▶ _WHAT TO PRODUCE_
Take the entries below and reproduce them word for word.

Dataset entries

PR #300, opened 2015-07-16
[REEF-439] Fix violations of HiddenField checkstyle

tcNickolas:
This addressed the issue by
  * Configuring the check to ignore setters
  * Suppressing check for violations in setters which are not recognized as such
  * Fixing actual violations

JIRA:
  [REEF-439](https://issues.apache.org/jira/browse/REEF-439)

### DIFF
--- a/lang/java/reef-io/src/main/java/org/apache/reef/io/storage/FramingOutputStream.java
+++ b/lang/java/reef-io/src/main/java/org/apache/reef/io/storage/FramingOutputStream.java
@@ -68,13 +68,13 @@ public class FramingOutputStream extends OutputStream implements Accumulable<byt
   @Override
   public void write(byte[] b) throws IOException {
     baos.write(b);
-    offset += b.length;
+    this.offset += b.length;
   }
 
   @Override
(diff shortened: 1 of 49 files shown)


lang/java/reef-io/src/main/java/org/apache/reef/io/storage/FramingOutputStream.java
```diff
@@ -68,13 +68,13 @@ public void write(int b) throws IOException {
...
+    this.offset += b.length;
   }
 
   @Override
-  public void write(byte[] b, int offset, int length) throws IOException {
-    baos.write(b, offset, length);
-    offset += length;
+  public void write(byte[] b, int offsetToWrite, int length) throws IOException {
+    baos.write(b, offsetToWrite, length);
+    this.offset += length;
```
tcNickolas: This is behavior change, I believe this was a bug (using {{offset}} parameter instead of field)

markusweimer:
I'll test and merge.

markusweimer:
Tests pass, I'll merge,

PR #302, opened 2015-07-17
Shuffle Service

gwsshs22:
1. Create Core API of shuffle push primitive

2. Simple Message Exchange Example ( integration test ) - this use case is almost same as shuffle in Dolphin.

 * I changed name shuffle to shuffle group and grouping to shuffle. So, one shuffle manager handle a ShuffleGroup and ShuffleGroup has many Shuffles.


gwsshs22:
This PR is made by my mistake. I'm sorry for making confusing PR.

▶ _TASK RESULT_
PR #300, opened 2015-07-16
[REEF-439] Fix violations of HiddenField checkstyle

tcNickolas:
This addressed the issue by
  * Configuring the check to ignore setters
  * Suppressing check for violations in setters which are not recognized as such
  * Fixing actual violations

JIRA:
  [REEF-439](https://issues.apache.org/jira/browse/REEF-439)

### DIFF
--- a/lang/java/reef-io/src/main/java/org/apache/reef/io/storage/FramingOutputStream.java
+++ b/lang/java/reef-io/src/main/java/org/apache/reef/io/storage/FramingOutputStream.java
@@ -68,13 +68,13 @@ public class FramingOutputStream extends OutputStream implements Accumulable<byt
   @Override
   public void write(byte[] b) throws IOException {
     baos.write(b);
-    offset += b.length;
+    this.offset += b.length;
   }
 
   @Override
(diff shortened: 1 of 49 files shown)


lang/java/reef-io/src/main/java/org/apache/reef/io/storage/FramingOutputStream.java
```diff
@@ -68,13 +68,13 @@ public void write(int b) throws IOException {
...
+    this.offset += b.length;
   }
 
   @Override
-  public void write(byte[] b, int offset, int length) throws IOException {
-    baos.write(b, offset, length);
-    offset += length;
+  public void write(byte[] b, int offsetToWrite, int length) throws IOException {
+    baos.write(b, offsetToWrite, length);
+    this.offset += length;
```
tcNickolas: This is behavior change, I believe this was a bug (using {{offset}} parameter instead of field)

markusweimer:
I'll test and merge.

markusweimer:
Tests pass, I'll merge,

PR #302, opened 2015-07-17
Shuffle Service

gwsshs22:
1. Create Core API of shuffle push primitive

2. Simple Message Exchange Example ( integration test ) - this use case is almost same as shuffle in Dolphin.

 * I changed name shuffle to shuffle group and grouping to shuffle. So, one shuffle manager handle a ShuffleGroup and ShuffleGroup has many Shuffles.


gwsshs22:
This PR is made by my mistake. I'm sorry for making confusing PR.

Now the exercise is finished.